» EXERCISE BRIEF
For the word "ubuntu", return each line of the data in which it occurs.

» GIVEN ENTRIES
PR #463, opened 2020-07-22
fix(cleanup): run partprobe commands only on block files

akhilerm:

After cleaning up the device, partprobe was run on the device to reload the changes into the kernel. But running partprobe on sparse blockdevices can error out. 

**What this PR does?**:
-  Added an additional check to run `partprobe` only if the device is a block file.

No

Yes. The following 2 cases were tested.
1. Run the cleanup job on a sparse file
2. Run the cleanup job on a regular disk

Fix bug introduced in  #445 

**Checklist:**
- [x] Fixes [#3084](https://github.com/openebs/openebs/issues/3084)
- [ ] Commit has unit tests

### DIFF
--- a/pkg/cleaner/jobcontroller.go
+++ b/pkg/cleaner/jobcontroller.go
@@ -77,14 +77,37 @@ func NewCleanupJob(bd *v1alpha1.BlockDevice, volMode VolumeMode, tolerations []v
 		jobContainer.Command = []string{"/bin/sh", "-c"}
 
 		// fdisk is used to get all the partitions of the device.
+		// Example
+		// $ fdisk -o Device -l /dev/sda
+		// 	Disk /dev/sda: 465.8 GiB, 500107862016 bytes, 976773168 sectors
+		// 	Units: sectors of 1 * 512 = 512 bytes
+		// 	Sector size (logical/physical): 512 bytes / 4096 bytes
+		// 	I/O size (minimum/optimal): 4096 bytes / 4096 bytes
+		// 	Disklabel type: dos
+		// 	Disk identifier: 0x065e2357
+		//
+		// 	Device
+		// 	/dev/sda1
+		// 	/dev/sda2
+		// 	/dev/sda5
+		// 	/dev/sda6
+		// 	/dev/sda7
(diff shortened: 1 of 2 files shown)


pkg/cleaner/jobcontroller.go
```diff
@@ -83,8 +83,12 @@ func NewCleanupJob(bd *v1alpha1.BlockDevice, volMode VolumeMode, tolerations []v
 		// wipefs erases the filesystem signature from the block
 		// -a    wipe all magic strings
 		// -f    force erasure
-		args := fmt.Sprintf("(fdisk -o Device -l %s | grep \"^%s\" | xargs -I '{}' wipefs -fa '{}') && wipefs -fa %s && partprobe %s",
-			bd.Spec.Path, bd.Spec.Path, bd.Spec.Path, bd.Spec.Path)
+		args := fmt.Sprintf("(fdisk -o Device -l %[1]s "+
```
kmova, line 86: Is there any way we can add unit tests to verify that the grep expressions actually is accurate. 
an idea could be to simulate different outputs passed to the grep command ... compare the result of the grep command.

akhilerm: Comparing results means, we will have to execute the command right?

akhilerm: We can write a normal unit test case for each of the different types of blockdevices and the volume mode. But in these tests only `container.args` will be compared with the expected output. 

I think this is not what @kmova want?

kmova: How do we ensure/validate that the following lines are picking the right set of devices in different use cases?

```
fdisk -o Device -l %[1]s | grep \"^%[1]s\"
```

kmova: looks like a bit of magic sauce in there. probably comments to explain what each subcommand does also might increase some confidence.

akhilerm: Added the comments.

akhilerm:
@kmova PTAL, all the required comments have been added.

PR #469, opened 2020-08-04
fix(cleanup): fix cleanup job to run partprobe command only on disk types.

akhilerm:
cleanup job fails on partitions, because the partprobe command fails with invalid argument error.

**What this PR does?**:
Fix the cleanup script to run partprobe only on blockdevices having deviceType as disk

No

- claimed a sparse blockdevice, unclaimed and wiped it 
- claimed a whole disk for cstor, unclaimed and wiped it
- claimed a single partition for cstor, unclaimed and cleaned it up.
- claimed an LVM device for cstor, unclaimed and wiped it.

Continuation of #463 
Various scenarios tried out before arriving at this conclusion:
- Use ubuntu image instead of alpine base image for linux-utils container. This is because the partprobe implementation is different. But both partprobe implementations failed while running on partitions.
- Tried using the parent device name always for running partprobe. It always works. But getting parent name is difficult in operator
- Run partprobe only when deviceType is disk. (Current solution). The deviceType will be checked and partprobe will be run only if the deviceType is of disk.

Additional Information:
When partprobe was run on partition directly it failed. But when the partition contained a filesystem. it did not error out. The actual reason for this behaviour is not yet known. system calls were traced in both cases, but couldn't makeup any useful information out of it.

**Checklist:**
- [ ] Fixes #<issue number>
- [ ] Commit has unit tests

### DIFF
--- a/pkg/cleaner/jobcontroller.go
+++ b/pkg/cleaner/jobcontroller.go
@@ -105,9 +105,13 @@ func NewCleanupJob(bd *v1alpha1.BlockDevice, volMode VolumeMode, tolerations []v
 		args := fmt.Sprintf("(fdisk -o Device -l %[1]s "+
 			"| grep \"^%[1]s\" "+
 			"| xargs -I '{}' wipefs -fa '{}') "+
-			"&& wipefs -fa %[1]s "+
-			"&& if [ -b %[1]s ]; then partprobe %[1]s; fi;",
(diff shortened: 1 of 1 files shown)


akhilerm:
> did we test the lvm partition also? Claimed that for cstor and did the cleanup?

yes. @pawanpraka1  Tested with partitions on lvm also.

PR #492, opened 2020-09-29
fix(mount): detect real device when using /dev/root

zlymeda:
Some linux systems use device /dev/root as root filesystem, but /dev/root is not a real device. Thus symlink /sys/class/block/root does not exists and os-disk-exclude-filter fails to exclude os disk. If the symlink /sys/class/block/root does not exists, the real root disk is resolved from /proc/cmdline.

**What this PR does?**:
Detects real device behind /dev/root

No

* Spin up AWS EC2 (eg. m5d.xlarge using instance stores) with ubuntu 20.04
* install microk8s
* install helm
* install openebs using helm
* check the NDM logs:
  * there is an error saying "/sys/class/block/root No such file or directory"
  * the os disk is not filtered by os-disk-exclude-filter and bd is created
* using this change; the /dev/root is resolved via /proc/cmdline

**Checklist:**
- [ ] Fixes #<issue number>
- [x] Commit has unit tests

### DIFF
--- a/pkg/mount/mountutil.go
+++ b/pkg/mount/mountutil.go
@@ -27,6 +27,9 @@ import (
 
 var ErrCouldNotFindRootDevice = fmt.Errorf("could not find root device")
 
+const ProcCmdLine = "/proc/cmdline"
+const HostProcCmdLine = "/host/" + ProcCmdLine
+
 // DiskMountUtil contains the mountfile path, devpath/mountpoint which can be used to
 // detect partition of a mountpoint or mountpoint of a partition.
 type DiskMountUtil struct {
@@ -271,11 +274,10 @@ func (m *DiskMountUtil) getMountName(mountLine string) (DeviceMountAttr, bool) {
 }
 
 func getCmdlineFile() string {
-	cmdlineFile := "/host/proc/cmdline"
-	if !fileExists(cmdlineFile) {
-		cmdlineFile = "/proc/cmdline"
+	if fileExists(HostProcCmdLine) {
+		return HostProcCmdLine
 	}
-	return cmdlineFile
+	return ProcCmdLine
 }
 
 func getDeviceName(devPath string) string {
--- a/pkg/mount/mountutil.go
+++ b/pkg/mount/mountutil.go
@@ -27,8 +27,10 @@ import (
 
 var ErrCouldNotFindRootDevice = fmt.Errorf("could not find root device")
 
-const ProcCmdLine = "/proc/cmdline"
-const HostProcCmdLine = "/host/" + ProcCmdLine
+const (
+	procCmdLine     = "/proc/cmdline"
+	hostProcCmdLine = "/host" + procCmdLine
+)
 
 // DiskMountUtil contains the mountfile path, devpath/mountpoint which can be used to
 // detect partition of a mountpoint or mountpoint of a partition.
@@ -274,10 +276,10 @@ func (m *DiskMountUtil) getMountName(mountLine string) (DeviceMountAttr, bool) {
 }
 
 func getCmdlineFile() string {
-	if fileExists(HostProcCmdLine) {
-		return HostProcCmdLine
+	if fileExists(hostProcCmdLine) {
+		return hostProcCmdLine
 	}
-	return ProcCmdLine
+	return procCmdLine
 }
 
 func getDeviceName(devPath string) string {
--- a/pkg/mount/mountutil.go
+++ b/pkg/mount/mountutil.go
@@ -98,8 +98,11 @@ func (m DiskMountUtil) getDeviceMountAttr(fn getMountData) (DeviceMountAttr, err
 //	getDiskSysPath takes disk/partition name as input (sda, sda1, sdb, sdb2 ...) and
 //	returns syspath of that disk from which we can generate ndm given uuid of that disk.
 func getDiskDevPath(partition string) (string, error) {
-	// dev path be like /dev/sda4 we need to remove /dev/ from this string to get sys block path.
-	softlink := "/sys/class/block/" + partition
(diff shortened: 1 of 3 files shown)


pkg/mount/mountutil.go
```diff
@@ -112,6 +115,77 @@ func getDiskDevPath(partition string) (string, error) {
...
+
+//	getLinkForPartition returns path to sys block path
+func getLinkForPartition(partition string) string {
+	// dev path be like /dev/sda4 we need to remove /dev/ from this string to get sys block path.
+	return "/sys/class/block/" + partition
+}
+
+//	getRootPartition resolves link /dev/root using /proc/cmdline
+func getRootPartition() (string, error) {
+	file, err := os.Open("/proc/cmdline")
```
akhilerm, line 142: This will take `/proc` from the container right? We have the host `procfs` mounted at `/host/proc`. 
Should we use `/host/proc/cmdline` here instead?

pkg/mount/mountutil.go
```diff
@@ -112,6 +115,77 @@ func getDiskDevPath(partition string) (string, error) {
 	return "/dev/" + parentDisk, nil
 }
 
+//	getSoftLinkForPartition returns path to /sys/class/block/$partition
+//	if the path does not exist and the partition is "root"
+//	then the root partition is detected from /proc/cmdline
+func getSoftLinkForPartition(partition string) (string, error) {
+	softlink := getLinkForPartition(partition)
+
+	if _, err := os.Stat(softlink); os.IsNotExist(err) && partition == "root" {
```
akhilerm, line 124: question: Are there cases where `/dev/root` is symlink to the root partition?

pkg/mount/mountutil.go
zlymeda: yes, that's true. I checked the file inside of a container and it had the same content.
I can use /host/proc/cmdline and if it does not exists; I can check /proc/cmdline as a fallback (if not running in a container).
Is there any use-case when NDM would not run inside of a container?

pkg/mount/mountutil.go
zlymeda:
```shell
$ readlink -f /dev/root
/dev/root
```

it is not like a regular symlink. if the /dev/root is a real device, then /sys/class/block/root will exist and the original code will execute. the fallback checks if /sys/class/block/root does not exists.

pkg/mount/mountutil.go
akhilerm: > I can use /host/proc/cmdline and if it does not exists; I can check /proc/cmdline as a fallback (if not running in a container).

That would be great.



> Is there any use-case when NDM would not run inside of a container?

Nothing that I can think of now. cc: @kmova

pkg/mount/mountutil.go
```diff
@@ -112,6 +115,77 @@ func getDiskDevPath(partition string) (string, error) {
...
+			if !strings.HasPrefix(arg, rootPrefix) {
+				continue
+			}
+
+			rootSpec := strings.Split(arg[len(rootPrefix):], "=")
+
+			identifierType := strings.ToLower(rootSpec[0])
+			identifier := rootSpec[1]
+
+			path := fmt.Sprintf("/dev/disk/by-%s/%s", identifierType, identifier)
```
akhilerm, line 175: :+1:

pkg/mount/mountutil.go
akhilerm: I was referring to this answer. Though I am also not sure, whether it will be a symlink in any kernel version.

pkg/mount/mountutil.go
zlymeda: support for /host/proc/cmdline and using /proc/cmdline as fallback => implemented

pkg/mount/mountutil.go
```diff
@@ -185,3 +269,23 @@ func (m *DiskMountUtil) getMountName(mountLine string) (DeviceMountAttr, bool) {
 	}
 	return mountAttr, isValid
 }
+
+func getCmdlineFile() string {
+	cmdlineFile := "/host/proc/cmdline"
```
akhilerm, line 274: nit: Would be good to define `/host/proc/cmdline` and `/proc/cmdline` as a constant and then use it here.

akhilerm (commented):
One more small suggestion, everything else looks good.

pkg/mount/mountutil.go
zlymeda: done

pkg/mount/mountutil.go
```diff
@@ -19,11 +19,17 @@ package mount
...
+	"io"
 	"os"
 	"path/filepath"
 	"strings"
 )
 
+var ErrCouldNotFindRootDevice = fmt.Errorf("could not find root device")
+
+const ProcCmdLine = "/proc/cmdline"
+const HostProcCmdLine = "/host/" + ProcCmdLine
```
akhilerm, line 31:
```suggestion
const procCmdLine = "/proc/cmdline"
const hostProcCmdLine = "/host/" + procCmdLine
```
Lets keep both of them unexported for now. WDYT?

Also, should we change it to 
```"/host" + procCmdLine```, else the resulting path will be `/host//proc/cmdline`

zlymeda: oh good catch

zlymeda: done

akhilerm (approved):
LGTM
Thanks for this fix @zlymeda .

kmova (approved):
Awesome! Thank you for this PR @zlymeda

kmova:
You can sign up for Hacktoberfest swag from MayaData by entering details here: https://github.com/mayadata-io/swag/issues/new/choose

» SOLUTION BELOW
- Use ubuntu image instead of alpine base image for linux-utils container. This is because the partprobe implementation is different. But both partprobe implementations failed while running on partitions.
* Spin up AWS EC2 (eg. m5d.xlarge using instance stores) with ubuntu 20.04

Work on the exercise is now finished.